He ended the war as a Wing Commander.

Family

He was married for 30 years (from 1953 to 1983) to Academy Award winning American actress Patricia Neal (The Day the Earth Stood Still, Hud, The Subject Was Roses, A Face in the Crowd). They had five children: Olivia, (who died of measles encephalitis at the age of seven), Tessa (now an author), Theo, Ophelia, and Lucy, who is now a screenwriter.

When he was four months old, Theo Dahl was severely injured when his baby carriage was hit by a taxi in New York City. For a time he suffered from hydrocephalus: as a result his father became involved in the development of what became known as the "Wade-Dahl-Till" (or WDT) valve, a device to alleviate the condition.

In 1965, Patricia Neal suffered three burst cerebral aneurisms while pregnant with their fifth child, Lucy.

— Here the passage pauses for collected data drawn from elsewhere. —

PR #4401, opened 2024-11-12
Log uworker input and output URLs.

jonathanmetzman:
This will help debug.
Because these are not signed, one needs permissions to use these.


oliverchang (commented):
LGTM

PR #4403, opened 2024-11-13
Make find_main_crash uworker safe

jonathanmetzman:


src/clusterfuzz/_internal/bot/tasks/utasks/fuzz_task.py
```diff
@@ -364,13 +365,8 @@ def __init__(self, crashes: List[Crash], context,
...
 
     self.crashes = crashes
-    if context.fuzz_target:
-      fully_qualified_fuzzer_name = context.fuzz_target.fully_qualified_name()
-    else:
-      fully_qualified_fuzzer_name = context.fuzzer_name
-
     self.main_crash, self.one_time_crasher_flag = find_main_crash(
-        crashes, fully_qualified_fuzzer_name, context.test_timeout, upload_urls)
+        crashes, context.fuzz_target, context.test_timeout, upload_urls)
```
oliverchang, line 369: is this correct? we need to fallback to the fuzzer name if it's not a fuzz target.

PR #4406, opened 2024-11-14
Skipping CCd users without GAIA accounts for buganizer issues

vitorguidi:
### Motivation

oss_fuzz_build_status and oss_fuzz_apply_ccs are broken due to buganizer rejecting emails without associated accounts. This serves as a workaround so at least some notifications can suceeed. (https://github.com/google/oss-fuzz/issues/12536)

### Why this works

Buganizer throws 400 errors listing out all rejected emails in the exception, so we can just parse the non gaia emails from that and complete the execution by ignoring those.

### Testing strategy

Ran both cronjobs locally with the proposed new code, and verified they ran to completion.


src/clusterfuzz/_internal/issue_management/google_issue_tracker/issue_tracker.py
```diff
@@ -68,6 +70,24 @@ def _get_access_limit_from_labels(labels: issue_tracker.LabelStore):
...
+def retry_on_invalid_gaia_accounts(func):
+  """Decorator to retry saving an issue, skipping CCs
+    without a GAIA account."""
+
+  @functools.wraps(func)
+  def wrapper(self, *args, **kwargs):
+    try:
+      return func(self, *args, **kwargs)
+    except Exception as e:
+      if "HttpError 400" in str(e):
```
oliverchang, line 82: nit: single quotes for all strings.

src/clusterfuzz/_internal/issue_management/google_issue_tracker/issue_tracker.py
```diff
@@ -719,7 +739,8 @@ def _update_issue(self, new_comment=None, notify=True):
                                       issueId=str(self.id)))
     return result
 
-  def save(self, new_comment=None, notify=True):
+  @retry_on_invalid_gaia_accounts
+  def save(self, skip_emails=[], new_comment=None, notify=True):
```
oliverchang, line 743: nit: add `skip_emails` to the very end, in case there are callers that are relying on argument order.

oliverchang, line 743: would it make sense to log `skip_emails` here as a single place that logs all the skipped emails for a given issue?

src/clusterfuzz/_internal/issue_management/google_issue_tracker/issue_tracker.py
```diff
@@ -68,6 +70,24 @@ def _get_access_limit_from_labels(labels: issue_tracker.LabelStore):
...
+  """Decorator to retry saving an issue, skipping CCs
+    without a GAIA account."""
+
+  @functools.wraps(func)
+  def wrapper(self, *args, **kwargs):
+    try:
+      return func(self, *args, **kwargs)
+    except Exception as e:
+      if "HttpError 400" in str(e):
+        emails_to_skip = re.findall(r'[\w\.-]+@[\w\.-]+', str(e))
```
oliverchang, line 83: Do multiple emails get listed in the exception? Or is it one at a time?

oliverchang, line 83: I believe the "+" character itself is also common in emails in the part before the "@", and isn't captured here. 

e.g. "foo+alerts@domain.com"

vitorguidi: I have no idea to be honest, I will do some code archeology on buganizer and get back to you.

oliverchang: ack. my main question is if we need to run this in a loop up to a certain number of retries.

vitorguidi: No, one retry is enough. Buganizer concatenates all failed emails, linked source reference in internal chat

src/clusterfuzz/_internal/cron/oss_fuzz_apply_ccs.py
```diff
@@ -67,7 +68,16 @@ def main():
...
 
-    issue.save(notify=True)
+    try:
+      issue.save(notify=True)
+    except Exception as e:
+      error_count += 1
+      logging.error('Failed to apply ccs for test case '
+                    '%s: %s.', testcase.key, e)
+
+  if error_count:
```
oliverchang, line 78: any reason this needs to be an int instead of just of a bool?

oliverchang (approved):

jonathanmetzman (approved):
lgtm

PR #4409, opened 2024-11-15
doc: Remove html b-tags from oss_fuzz_build_status.py

maflcko:
They are unsupported on the new tracker and aren't needed anyway. Example: https://issues.oss-fuzz.com/issues/379066972#comment1


jonathanmetzman:
Thanks!

oliverchang (approved):

PR #4410, opened 2024-11-15
Handle deleted fuzz targets in split builds

jonathanmetzman:
Fixes: https://buganizer.corp.google.com/issues/377701732


jonathanmetzman:
I'm concerned I'm not dealing with this properly for non-split builds.

oliverchang (approved):
thanks!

Roald took control of her rehabilitation and she eventually relearned to talk and walk. They were divorced in 1983 following a very turbulent marriage, and he subsequently married Felicity ("Liccy") Crosland, to whom he was married until his death.

Ophelia Dahl is director and co-founder (with doctor Paul Farmer) of Partners in Health, a nonprofit organization dedicated to providing health care to some of the most impoverished communities in the world. Lucy Dahl, is a screenwriter in Los Angeles. Tessa's daughter (who was the inspiration for the "helpmate" character in her grandfather's book The BFG) is model and author Sophie Dahl who remembers him as “a very difficult man – very strong, very dominant ... not unlike the father of the Mitford sisters sort of roaring round the house with these very loud opinions, banning certain types - foppish boys, you know - from coming round.”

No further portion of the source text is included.